### WHAT TO WORK ON
Search the entries for the word "constrain" and return every line where it is found.
*** PROVIDED DATA ***
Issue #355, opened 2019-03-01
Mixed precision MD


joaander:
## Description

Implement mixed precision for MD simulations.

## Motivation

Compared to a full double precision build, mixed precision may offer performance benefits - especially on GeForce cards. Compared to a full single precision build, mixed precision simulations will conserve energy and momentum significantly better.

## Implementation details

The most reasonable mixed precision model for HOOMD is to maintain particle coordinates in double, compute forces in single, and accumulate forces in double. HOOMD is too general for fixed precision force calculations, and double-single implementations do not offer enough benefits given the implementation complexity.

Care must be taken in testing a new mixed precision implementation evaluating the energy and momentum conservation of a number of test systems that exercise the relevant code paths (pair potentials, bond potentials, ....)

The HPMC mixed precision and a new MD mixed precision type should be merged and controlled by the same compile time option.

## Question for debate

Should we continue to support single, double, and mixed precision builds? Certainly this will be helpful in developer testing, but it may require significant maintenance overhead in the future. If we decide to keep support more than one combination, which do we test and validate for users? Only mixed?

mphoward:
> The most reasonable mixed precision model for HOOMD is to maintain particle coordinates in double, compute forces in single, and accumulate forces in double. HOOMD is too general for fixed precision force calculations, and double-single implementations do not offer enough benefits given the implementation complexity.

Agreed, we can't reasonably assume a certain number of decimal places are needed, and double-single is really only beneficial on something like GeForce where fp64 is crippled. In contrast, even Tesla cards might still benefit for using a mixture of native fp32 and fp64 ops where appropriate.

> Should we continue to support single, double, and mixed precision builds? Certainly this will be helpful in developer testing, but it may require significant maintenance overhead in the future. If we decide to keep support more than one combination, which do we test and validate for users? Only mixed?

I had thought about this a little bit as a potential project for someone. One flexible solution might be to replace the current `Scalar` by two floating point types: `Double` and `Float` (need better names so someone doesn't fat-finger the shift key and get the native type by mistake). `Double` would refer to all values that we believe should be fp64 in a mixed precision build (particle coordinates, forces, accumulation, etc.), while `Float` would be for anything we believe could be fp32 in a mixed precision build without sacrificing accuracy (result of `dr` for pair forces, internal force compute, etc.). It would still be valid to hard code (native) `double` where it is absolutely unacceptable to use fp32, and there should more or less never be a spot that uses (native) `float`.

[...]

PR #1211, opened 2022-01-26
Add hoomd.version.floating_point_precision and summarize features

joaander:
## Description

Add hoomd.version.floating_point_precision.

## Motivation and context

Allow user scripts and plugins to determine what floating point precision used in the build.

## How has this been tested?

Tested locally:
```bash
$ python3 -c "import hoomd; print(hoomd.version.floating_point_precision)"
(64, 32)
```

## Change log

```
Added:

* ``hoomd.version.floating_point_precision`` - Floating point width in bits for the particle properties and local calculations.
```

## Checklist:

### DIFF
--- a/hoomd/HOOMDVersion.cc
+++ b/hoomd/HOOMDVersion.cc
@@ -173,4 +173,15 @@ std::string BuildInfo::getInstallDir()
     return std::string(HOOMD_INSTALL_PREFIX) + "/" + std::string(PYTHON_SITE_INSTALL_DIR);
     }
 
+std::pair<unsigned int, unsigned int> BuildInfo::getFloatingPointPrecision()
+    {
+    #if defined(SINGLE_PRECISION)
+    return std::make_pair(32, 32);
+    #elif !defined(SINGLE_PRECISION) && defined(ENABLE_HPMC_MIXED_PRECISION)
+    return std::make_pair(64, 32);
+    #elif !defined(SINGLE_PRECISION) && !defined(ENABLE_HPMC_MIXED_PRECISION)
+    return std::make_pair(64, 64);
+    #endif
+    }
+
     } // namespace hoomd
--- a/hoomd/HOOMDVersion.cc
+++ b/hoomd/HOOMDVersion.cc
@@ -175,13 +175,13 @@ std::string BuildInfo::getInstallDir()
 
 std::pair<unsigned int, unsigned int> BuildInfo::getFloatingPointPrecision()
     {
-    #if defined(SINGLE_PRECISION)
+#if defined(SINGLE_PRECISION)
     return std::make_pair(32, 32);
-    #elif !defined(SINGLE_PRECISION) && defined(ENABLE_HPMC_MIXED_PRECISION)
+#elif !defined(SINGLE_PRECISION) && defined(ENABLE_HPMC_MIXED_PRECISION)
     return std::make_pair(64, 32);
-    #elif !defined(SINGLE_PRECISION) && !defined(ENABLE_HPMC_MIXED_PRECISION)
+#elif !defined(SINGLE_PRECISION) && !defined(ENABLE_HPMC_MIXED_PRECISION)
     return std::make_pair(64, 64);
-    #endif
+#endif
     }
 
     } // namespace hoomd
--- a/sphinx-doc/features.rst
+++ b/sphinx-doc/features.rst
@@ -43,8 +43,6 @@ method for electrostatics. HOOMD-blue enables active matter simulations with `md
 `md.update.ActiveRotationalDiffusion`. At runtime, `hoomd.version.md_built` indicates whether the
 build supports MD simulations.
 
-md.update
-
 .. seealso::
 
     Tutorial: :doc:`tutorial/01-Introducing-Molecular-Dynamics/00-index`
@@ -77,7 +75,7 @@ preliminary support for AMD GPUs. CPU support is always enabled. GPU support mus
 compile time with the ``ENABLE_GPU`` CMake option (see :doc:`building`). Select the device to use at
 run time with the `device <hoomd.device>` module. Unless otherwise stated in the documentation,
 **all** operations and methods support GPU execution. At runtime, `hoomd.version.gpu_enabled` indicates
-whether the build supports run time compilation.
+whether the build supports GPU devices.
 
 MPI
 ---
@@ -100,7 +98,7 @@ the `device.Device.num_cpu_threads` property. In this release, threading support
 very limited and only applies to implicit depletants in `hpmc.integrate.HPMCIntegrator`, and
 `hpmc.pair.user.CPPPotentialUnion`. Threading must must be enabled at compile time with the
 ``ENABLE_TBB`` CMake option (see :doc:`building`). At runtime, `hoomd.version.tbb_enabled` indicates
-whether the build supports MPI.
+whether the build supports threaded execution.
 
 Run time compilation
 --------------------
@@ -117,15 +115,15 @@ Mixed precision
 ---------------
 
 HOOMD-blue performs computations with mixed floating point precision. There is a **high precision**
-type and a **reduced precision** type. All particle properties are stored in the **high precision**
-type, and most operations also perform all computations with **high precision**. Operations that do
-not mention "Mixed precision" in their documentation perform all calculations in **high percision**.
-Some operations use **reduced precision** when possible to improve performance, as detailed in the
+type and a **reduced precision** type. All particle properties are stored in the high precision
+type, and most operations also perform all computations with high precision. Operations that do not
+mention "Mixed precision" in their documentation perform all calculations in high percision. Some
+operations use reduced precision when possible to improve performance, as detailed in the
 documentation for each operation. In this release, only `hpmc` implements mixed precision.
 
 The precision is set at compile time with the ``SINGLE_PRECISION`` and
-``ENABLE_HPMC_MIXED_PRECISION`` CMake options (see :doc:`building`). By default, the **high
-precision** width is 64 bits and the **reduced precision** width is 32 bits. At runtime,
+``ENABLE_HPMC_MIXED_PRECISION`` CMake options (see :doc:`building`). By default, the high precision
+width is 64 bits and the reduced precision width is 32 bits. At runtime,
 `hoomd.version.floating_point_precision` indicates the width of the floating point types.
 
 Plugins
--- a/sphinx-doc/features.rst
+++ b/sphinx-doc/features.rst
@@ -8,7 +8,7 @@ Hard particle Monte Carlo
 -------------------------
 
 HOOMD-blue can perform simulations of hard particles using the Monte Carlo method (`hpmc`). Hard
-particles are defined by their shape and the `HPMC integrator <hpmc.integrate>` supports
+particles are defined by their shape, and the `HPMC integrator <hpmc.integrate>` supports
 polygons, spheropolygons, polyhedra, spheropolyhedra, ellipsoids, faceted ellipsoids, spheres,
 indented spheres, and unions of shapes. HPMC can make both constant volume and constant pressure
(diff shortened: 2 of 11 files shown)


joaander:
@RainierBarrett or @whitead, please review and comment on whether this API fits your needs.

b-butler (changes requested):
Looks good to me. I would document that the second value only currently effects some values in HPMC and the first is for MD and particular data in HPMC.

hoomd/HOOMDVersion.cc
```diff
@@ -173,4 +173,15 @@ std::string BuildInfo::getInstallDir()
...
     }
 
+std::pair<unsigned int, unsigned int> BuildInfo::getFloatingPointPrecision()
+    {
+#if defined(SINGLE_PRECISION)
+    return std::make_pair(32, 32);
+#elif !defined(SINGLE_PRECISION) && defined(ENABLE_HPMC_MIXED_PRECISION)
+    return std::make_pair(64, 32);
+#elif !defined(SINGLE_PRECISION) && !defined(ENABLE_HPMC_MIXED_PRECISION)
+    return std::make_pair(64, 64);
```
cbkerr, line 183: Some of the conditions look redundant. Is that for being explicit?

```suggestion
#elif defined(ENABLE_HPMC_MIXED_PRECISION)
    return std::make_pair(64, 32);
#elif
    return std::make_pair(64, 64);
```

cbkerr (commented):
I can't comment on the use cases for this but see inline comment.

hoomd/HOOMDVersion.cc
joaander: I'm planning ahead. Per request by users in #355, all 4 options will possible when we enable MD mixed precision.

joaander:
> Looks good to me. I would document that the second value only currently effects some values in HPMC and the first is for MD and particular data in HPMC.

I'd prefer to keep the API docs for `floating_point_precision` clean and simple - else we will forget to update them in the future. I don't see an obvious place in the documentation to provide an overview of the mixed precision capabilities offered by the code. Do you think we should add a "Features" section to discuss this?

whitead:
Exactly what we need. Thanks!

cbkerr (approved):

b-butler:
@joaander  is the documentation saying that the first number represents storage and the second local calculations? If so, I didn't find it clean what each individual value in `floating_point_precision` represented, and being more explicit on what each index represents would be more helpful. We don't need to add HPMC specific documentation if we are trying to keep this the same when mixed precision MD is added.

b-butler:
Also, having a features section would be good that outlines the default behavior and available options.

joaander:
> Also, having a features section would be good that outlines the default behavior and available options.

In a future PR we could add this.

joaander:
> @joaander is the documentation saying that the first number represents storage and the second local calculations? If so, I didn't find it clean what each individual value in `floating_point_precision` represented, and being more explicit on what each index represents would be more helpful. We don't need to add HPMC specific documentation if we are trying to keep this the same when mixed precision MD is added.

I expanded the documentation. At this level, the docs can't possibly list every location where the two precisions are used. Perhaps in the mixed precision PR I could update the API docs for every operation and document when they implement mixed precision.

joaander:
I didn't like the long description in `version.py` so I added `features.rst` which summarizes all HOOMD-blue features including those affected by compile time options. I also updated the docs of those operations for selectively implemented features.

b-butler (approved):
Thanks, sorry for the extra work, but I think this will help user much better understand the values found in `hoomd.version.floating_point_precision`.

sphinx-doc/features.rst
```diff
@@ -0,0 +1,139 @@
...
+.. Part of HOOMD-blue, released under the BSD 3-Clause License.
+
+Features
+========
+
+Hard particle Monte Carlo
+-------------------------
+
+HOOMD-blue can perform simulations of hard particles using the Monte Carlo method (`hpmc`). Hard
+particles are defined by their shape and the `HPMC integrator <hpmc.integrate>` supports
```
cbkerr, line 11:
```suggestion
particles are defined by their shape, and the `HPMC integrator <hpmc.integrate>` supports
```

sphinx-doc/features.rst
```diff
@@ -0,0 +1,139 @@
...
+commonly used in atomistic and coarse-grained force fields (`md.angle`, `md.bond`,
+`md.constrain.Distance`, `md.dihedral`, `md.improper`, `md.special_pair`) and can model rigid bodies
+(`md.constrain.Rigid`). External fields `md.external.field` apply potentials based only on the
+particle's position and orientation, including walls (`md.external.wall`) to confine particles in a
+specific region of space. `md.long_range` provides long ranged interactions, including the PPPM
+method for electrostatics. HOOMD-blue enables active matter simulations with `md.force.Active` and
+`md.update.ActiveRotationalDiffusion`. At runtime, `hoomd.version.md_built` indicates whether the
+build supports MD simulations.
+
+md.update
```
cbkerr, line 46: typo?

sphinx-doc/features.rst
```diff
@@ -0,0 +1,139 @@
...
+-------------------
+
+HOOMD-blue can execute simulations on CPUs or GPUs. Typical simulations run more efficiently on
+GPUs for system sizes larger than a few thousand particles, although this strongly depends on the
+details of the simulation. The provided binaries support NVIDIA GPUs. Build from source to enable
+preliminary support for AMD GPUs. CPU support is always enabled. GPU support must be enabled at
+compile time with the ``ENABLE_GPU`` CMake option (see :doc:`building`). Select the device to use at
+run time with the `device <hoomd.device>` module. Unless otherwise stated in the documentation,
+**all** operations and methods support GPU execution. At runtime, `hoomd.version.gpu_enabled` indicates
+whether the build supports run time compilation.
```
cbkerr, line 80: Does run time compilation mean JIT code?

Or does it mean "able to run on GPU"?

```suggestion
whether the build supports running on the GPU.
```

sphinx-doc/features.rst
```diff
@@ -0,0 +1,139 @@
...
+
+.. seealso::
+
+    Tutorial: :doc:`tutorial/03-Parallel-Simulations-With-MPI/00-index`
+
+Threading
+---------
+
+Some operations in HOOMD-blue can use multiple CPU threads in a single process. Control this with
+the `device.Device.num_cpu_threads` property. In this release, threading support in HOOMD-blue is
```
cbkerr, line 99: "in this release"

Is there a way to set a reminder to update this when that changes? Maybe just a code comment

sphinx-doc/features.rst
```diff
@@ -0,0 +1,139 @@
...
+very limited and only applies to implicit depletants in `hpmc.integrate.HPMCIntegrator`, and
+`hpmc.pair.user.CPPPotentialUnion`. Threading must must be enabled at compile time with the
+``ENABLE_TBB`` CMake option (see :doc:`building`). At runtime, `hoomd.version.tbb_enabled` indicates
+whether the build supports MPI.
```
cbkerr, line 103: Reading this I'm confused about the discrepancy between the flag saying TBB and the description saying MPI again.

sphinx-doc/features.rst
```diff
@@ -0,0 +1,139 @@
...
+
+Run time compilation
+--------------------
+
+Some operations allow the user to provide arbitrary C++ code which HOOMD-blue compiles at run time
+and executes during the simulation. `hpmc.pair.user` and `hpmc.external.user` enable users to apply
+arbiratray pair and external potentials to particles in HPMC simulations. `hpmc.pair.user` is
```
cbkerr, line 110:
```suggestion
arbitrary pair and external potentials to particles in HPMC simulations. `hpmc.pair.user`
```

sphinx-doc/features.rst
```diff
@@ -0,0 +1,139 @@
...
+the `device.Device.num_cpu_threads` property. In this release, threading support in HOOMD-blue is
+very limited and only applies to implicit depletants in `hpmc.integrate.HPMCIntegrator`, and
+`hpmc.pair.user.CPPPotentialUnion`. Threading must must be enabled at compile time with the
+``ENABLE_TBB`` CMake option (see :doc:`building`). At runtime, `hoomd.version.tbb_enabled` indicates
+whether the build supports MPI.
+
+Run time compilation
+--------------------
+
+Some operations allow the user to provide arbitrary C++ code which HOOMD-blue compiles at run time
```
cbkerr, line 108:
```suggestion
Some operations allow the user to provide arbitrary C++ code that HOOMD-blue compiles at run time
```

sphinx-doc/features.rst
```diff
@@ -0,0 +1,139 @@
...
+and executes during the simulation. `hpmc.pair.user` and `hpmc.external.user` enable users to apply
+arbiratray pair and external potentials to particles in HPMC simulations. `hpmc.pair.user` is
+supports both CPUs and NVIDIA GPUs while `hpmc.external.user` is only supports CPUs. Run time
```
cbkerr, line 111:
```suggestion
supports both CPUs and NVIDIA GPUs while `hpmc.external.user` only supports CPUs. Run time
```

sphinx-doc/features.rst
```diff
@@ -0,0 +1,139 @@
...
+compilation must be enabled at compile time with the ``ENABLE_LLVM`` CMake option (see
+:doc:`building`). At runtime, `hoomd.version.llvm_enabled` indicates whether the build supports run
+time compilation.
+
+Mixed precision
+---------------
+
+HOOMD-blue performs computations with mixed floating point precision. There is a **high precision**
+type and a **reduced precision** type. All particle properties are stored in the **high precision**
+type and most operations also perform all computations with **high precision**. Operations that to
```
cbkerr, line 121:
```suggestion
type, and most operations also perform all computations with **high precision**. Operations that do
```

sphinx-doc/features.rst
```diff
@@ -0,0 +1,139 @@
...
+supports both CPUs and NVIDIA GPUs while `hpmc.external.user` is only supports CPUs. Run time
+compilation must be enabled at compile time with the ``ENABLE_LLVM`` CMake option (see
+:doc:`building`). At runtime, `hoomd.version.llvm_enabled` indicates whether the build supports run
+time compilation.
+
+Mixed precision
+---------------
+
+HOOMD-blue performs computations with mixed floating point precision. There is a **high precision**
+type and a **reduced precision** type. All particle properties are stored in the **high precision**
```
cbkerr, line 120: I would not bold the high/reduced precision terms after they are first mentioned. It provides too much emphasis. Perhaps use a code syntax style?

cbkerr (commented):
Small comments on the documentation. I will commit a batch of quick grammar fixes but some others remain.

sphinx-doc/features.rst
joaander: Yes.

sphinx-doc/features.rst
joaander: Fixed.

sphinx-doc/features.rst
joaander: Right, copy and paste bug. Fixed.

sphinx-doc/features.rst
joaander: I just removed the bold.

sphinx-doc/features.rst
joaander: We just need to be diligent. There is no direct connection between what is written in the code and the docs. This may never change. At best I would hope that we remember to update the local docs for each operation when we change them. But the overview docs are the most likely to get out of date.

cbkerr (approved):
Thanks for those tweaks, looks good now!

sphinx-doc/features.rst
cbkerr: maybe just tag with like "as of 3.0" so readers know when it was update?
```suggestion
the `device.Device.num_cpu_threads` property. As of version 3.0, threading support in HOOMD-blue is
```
*** End of PROVIDED DATA ***
*** PROVIDED DATA ***
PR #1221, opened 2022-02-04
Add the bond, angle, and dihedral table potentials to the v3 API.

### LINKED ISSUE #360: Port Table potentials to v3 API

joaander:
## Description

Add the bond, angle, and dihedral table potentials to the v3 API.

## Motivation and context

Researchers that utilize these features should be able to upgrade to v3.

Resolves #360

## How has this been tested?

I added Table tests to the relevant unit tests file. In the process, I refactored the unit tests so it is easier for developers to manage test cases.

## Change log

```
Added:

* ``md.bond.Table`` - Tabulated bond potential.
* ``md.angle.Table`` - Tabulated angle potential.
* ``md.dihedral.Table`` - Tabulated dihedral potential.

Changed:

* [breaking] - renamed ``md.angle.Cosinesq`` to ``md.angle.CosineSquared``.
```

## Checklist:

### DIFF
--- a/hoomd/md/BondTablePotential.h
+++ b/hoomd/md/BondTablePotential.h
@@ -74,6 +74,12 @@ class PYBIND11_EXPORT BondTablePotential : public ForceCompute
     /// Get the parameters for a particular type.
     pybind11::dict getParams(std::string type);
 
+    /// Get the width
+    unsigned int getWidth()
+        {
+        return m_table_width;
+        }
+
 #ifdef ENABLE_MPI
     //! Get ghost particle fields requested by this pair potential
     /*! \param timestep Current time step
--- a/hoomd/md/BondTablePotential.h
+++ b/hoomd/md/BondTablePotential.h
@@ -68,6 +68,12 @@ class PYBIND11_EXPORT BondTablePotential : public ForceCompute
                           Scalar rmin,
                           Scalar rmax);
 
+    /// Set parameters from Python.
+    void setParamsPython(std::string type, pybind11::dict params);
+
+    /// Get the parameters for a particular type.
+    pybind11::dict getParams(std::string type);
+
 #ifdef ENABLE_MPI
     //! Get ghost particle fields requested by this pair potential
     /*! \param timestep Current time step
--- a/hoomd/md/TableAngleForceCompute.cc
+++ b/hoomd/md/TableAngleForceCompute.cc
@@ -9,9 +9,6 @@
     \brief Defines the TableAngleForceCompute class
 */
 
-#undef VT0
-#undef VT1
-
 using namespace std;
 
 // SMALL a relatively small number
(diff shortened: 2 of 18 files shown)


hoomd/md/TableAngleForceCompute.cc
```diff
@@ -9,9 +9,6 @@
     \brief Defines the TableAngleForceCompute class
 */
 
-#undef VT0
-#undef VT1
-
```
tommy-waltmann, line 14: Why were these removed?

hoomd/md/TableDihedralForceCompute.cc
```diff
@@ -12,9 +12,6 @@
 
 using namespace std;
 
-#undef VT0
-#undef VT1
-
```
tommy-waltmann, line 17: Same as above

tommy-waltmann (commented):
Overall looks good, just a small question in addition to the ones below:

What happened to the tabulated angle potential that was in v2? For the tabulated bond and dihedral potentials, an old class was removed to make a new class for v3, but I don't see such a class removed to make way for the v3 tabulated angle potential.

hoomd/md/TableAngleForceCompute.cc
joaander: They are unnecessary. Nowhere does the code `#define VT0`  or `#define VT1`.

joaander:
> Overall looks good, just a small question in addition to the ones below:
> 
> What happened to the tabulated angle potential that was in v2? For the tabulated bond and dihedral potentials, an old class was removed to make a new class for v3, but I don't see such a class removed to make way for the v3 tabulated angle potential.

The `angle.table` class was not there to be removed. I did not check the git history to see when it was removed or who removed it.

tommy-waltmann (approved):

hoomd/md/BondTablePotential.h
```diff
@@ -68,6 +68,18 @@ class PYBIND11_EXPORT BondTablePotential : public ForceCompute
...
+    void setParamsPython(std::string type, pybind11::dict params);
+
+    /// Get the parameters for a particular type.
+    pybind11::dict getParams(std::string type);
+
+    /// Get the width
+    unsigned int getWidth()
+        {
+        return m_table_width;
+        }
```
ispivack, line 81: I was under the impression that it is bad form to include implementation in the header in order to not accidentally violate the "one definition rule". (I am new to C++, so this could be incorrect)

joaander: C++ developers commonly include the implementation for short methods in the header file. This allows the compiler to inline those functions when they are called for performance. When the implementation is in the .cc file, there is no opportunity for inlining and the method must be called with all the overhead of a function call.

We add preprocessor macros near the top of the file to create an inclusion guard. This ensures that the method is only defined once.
*** End of PROVIDED DATA ***
### ANSWER FOR THIS EXERCISE
+`md.constrain.Distance`, `md.dihedral`, `md.improper`, `md.special_pair`) and can model rigid bodies
+(`md.constrain.Rigid`). External fields `md.external.field` apply potentials based only on the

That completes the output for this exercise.